Issue #744, opened 2026-04-23
Bug: uppercase with "shift"  not working when splitting panes on remote session


javierciccarelli:
### Description
"shift" key does not work when splitting panes in a remote session

### Steps to reproduce
- Use Ghostty
- agent-deck 1.7.68
- Connect to a remote ssh session
- Split the tmux pane (ctrl + b --> %)
- Try to write in capital letters using shift button

asheshgoplani:
Regression-guarded in v1.7.69. https://github.com/asheshgoplani/agent-deck/releases/tag/v1.7.69

When I dug in, the current `internal/termreply.Filter` code (post-#734 whitelist) already passed through CSI u Shift+letter sequences correctly — meaning the behavior you observed on Ghostty was either already fixed in v1.7.68 or was a quarantine-window timing artifact. Added a regression test that asserts CSI u sequences with modifier bytes (2 = Shift) flow through the filter both armed and unarmed, so the behavior is locked in.

Please give v1.7.69 a try in a fresh Ghostty+SSH split and let me know if Shift still drops. If it does, I'll need a hex dump (similar to @Clean-Cole's #738 repro) to locate the exact sequence that's getting eaten.

PR #812, opened 2026-04-29
fix(termreply): flush lone ESC outside attach quarantine

amkopyt:
## Summary

Inside a tmux attach a lone ESC keypress never reached the inner agent, and ESC followed by an arrow key arrived at the inner agent as Alt/Meta+Up. User-visible symptoms reported in `agent-deck` sessions running Claude Code:

- Bare ESC (interrupt) didn't fire
- ESC ESC for jump-to-previous-message didn't work
- Arrow keys appeared to reset the input

## Root cause

`internal/termreply/filter.go` runs on every stdin Read during `Session.Attach` (`internal/tmux/pty.go:272`). On ESC it sets `pendingEsc = true` and emits nothing, waiting for the next byte to disambiguate CSI / SS3 / OSC. Keyboard ESC has no follow-up byte, so the press stayed buffered indefinitely and later concatenated with the next keystroke's encoding — for example, a subsequent up-arrow `\x1b[A` arrived at the inner agent as `\x1b\x1b[A` (Alt+Up), and a lone ESC was never delivered at all.

Regression entered with #119c55d3 (v1.7.50) and remained through later termreply hardening (#708, #731, #738, #744). Pre-#119c55d3 behavior in `pty.go` was a 50ms timeout that only filtered chunks starting with ESC during the first 50ms of attach.

## Fix

At end of `Filter.Consume`, when `armed=false && !final && pendingEsc=true`, flush the buffered ESC and clear the flag. Inside the 500ms post-attach quarantine (`armed=true`) buffering is preserved so cross-chunk DCS/OSC reply parsing keeps working (#731).

```go
if f.pendingEsc && !armed {
    out = append(out, escapeByte)
    f.pendingEsc = false
}
```

## Tradeoff

Documented in `TestFilterCrossChunkSplitAfterEscWhenNotArmed_KnownLimitation`: when `armed=false` and an OSC/DCS reply fragments exactly between its leading ESC and the introducer byte, the eager flush emits the ESC and the body arrives next read as literal text. Vanishingly rare on a local tty fd because terminals write replies atomically, theoretically possible over SSH. The pre-fix behavior of buffering every keyboard ESC indefinitely is strictly worse for the >99% case.

A future timeout-based `Filter.Flush()` (called by the I/O loop after ~50ms of inactivity, mirroring xterm's standard ESC disambiguation) would close this window without giving up the safety; left as follow-up.

## Test plan

- [x] `GOTOOLCHAIN=go1.24.0 go test ./internal/termreply/... -race -count=1` — green
- [x] `GOTOOLCHAIN=go1.24.0 go test ./internal/ui/... -run \"TestFilter|CSIuReader|Keyboard\" -race -count=1` — green (same Filter is used by `csiuReader` in `internal/ui/keyboard_compat.go` for the outer Bubble Tea TUI)
- [x] `GOTOOLCHAIN=go1.24.0 go vet ./internal/termreply/... ./internal/tmux/... ./internal/ui/...` — clean
- [x] `GOTOOLCHAIN=go1.24.0 go build ./...` — clean
- [x] Manual test with `make build && ./build/ad-fork` attached to a Claude Code session — bare ESC, ESC ESC, and arrow-key history navigation behave correctly

### Tests added

- `TestFilterFlushesLoneEscWhenNotArmed` — single/double/triple ESC and ESC-then-arrow across chunks
- `TestFilterStillBuffersTrailingEscWhenArmed` — pins the quarantine carve-out
- `TestFilterPassesAltLetterThrough` — Alt+letter (`ESC a`, etc.) in both modes
- `TestFilterPassesFunctionKeysThrough` — F1-F4 (SS3) and F5-F12 (CSI ~) in both modes
- `TestFilterFocusEventBehavior` — focus-in/out: passes unarmed, dropped armed
- `TestFilterCrossChunkSplitAfterEscWhenNotArmed_KnownLimitation` — documents the leak window
- `TestFilterCrossChunkSplitAfterEscWhenArmed_StillSuppressed` — pins quarantine end-to-end suppression

### Non-regressions verified by existing tests in this package

- `#731` XTVERSION DCS leak via OSC/DCS replies
- `#738` DA1/DSR pass-through for tmux modifyOtherKeys (Shift+Enter through tmux)
- `#708` mouse CSI sequences
- `#744` Shift+letter CSI u while armed

### DIFF
--- a/internal/termreply/filter.go
+++ b/internal/termreply/filter.go
@@ -259,6 +259,18 @@ func (f *Filter) Consume(src []byte, armed bool, final bool) []byte {
 		}
 		f.pendingEsc = false
 		f.resetSequenceState()
+		return out
+	}
+
+	// Outside the post-attach quarantine, a trailing ESC is almost always a
+	// lone keyboard press: terminals write reply sequences atomically, so a
+	// chunk-split exactly between ESC and its introducer is vanishingly rare
+	// on a tty fd. Flushing eagerly preserves bare-ESC and ESC-ESC bindings
+	// that would otherwise sit forever in pendingEsc waiting for a follow-up
+	// byte that never comes. Armed = keep buffering for cross-chunk replies.
+	if f.pendingEsc && !armed {
+		out = append(out, escapeByte)
+		f.pendingEsc = false
 	}
 
 	return out
--- a/internal/termreply/filter_test.go
+++ b/internal/termreply/filter_test.go
@@ -192,3 +192,174 @@ func TestRegression744_FilterPassesShiftLetterCSIUWhileArmed(t *testing.T) {
 		})
 	}
 }
+
+// A lone ESC keypress (and ESC-ESC for jump-to-prev-message) must reach the
+// inner agent outside the quarantine. Previously pendingEsc held ESC forever
+// waiting for a follow-up byte that never comes for keyboard ESC.
+func TestFilterFlushesLoneEscWhenNotArmed(t *testing.T) {
+	t.Run("single_esc_passes_through", func(t *testing.T) {
+		var f Filter
+		got := f.Consume([]byte{0x1b}, false, false)
+		require.Equal(t, []byte{0x1b}, got)
+		require.False(t, f.Active())
+	})
+
+	t.Run("double_esc_passes_through", func(t *testing.T) {
+		var f Filter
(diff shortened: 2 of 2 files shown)


asheshgoplani (approved):

PR #817, opened 2026-04-29
fix(statedb): preserve tool_data extras across save cycles

vedantdshetty:
Fixes silent-wipe of manually-set tool_data keys (canonical case: `clear_on_compact`, which has no CLI surface and is set via direct SQLite UPDATE per harness convention). Surfaced 2026-04-29 by hub-orch sessions firing /clear-on-compact again after the SQLite write had been applied earlier; agent-deck save path INSERT OR REPLACEs tool_data wholesale from the typed schema, dropping any keys not modeled by toolDataBlob.

Fix preserves unknown keys via a read-before-write merge in SaveInstance and SaveInstances. Pre-fetch happens outside the write transaction in the batch path to avoid SQLite WAL upgrade-from-read-to-write contention with concurrent writers (which manifests as SQLITE_BUSY rather than waiting on busy_timeout). Typed schema remains authoritative; only keys NOT modeled by toolDataBlob and NOT explicitly present in the new blob are carried forward.

Tests: unit coverage on the merge logic, regression tests reproducing the bug pattern, plus the pre-existing TestConcurrentStorageWrites continues to pass across 5 consecutive runs.

### DIFF
--- a/internal/statedb/statedb.go
+++ b/internal/statedb/statedb.go
@@ -430,6 +430,14 @@ func (s *StateDB) SaveInstance(inst *InstanceRow) error {
 		toolData = json.RawMessage("{}")
 	}
 
+	// Preserve any tool_data keys not modeled by the typed schema (e.g.,
+	// manually-set clear_on_compact). Without this merge, every
+	// INSERT OR REPLACE silently drops user-managed extras.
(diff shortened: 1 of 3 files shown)


asheshgoplani (approved):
-*-*-
**Work request**
Find and copy each line of the data where "testing" is present.

**Answer section**
@@ -192,3 +192,174 @@ func TestRegression744_FilterPassesShiftLetterCSIUWhileArmed(t *testing.T) {
+func TestFilterFlushesLoneEscWhenNotArmed(t *testing.T) {
+	t.Run("single_esc_passes_through", func(t *testing.T) {
+	t.Run("double_esc_passes_through", func(t *testing.T) {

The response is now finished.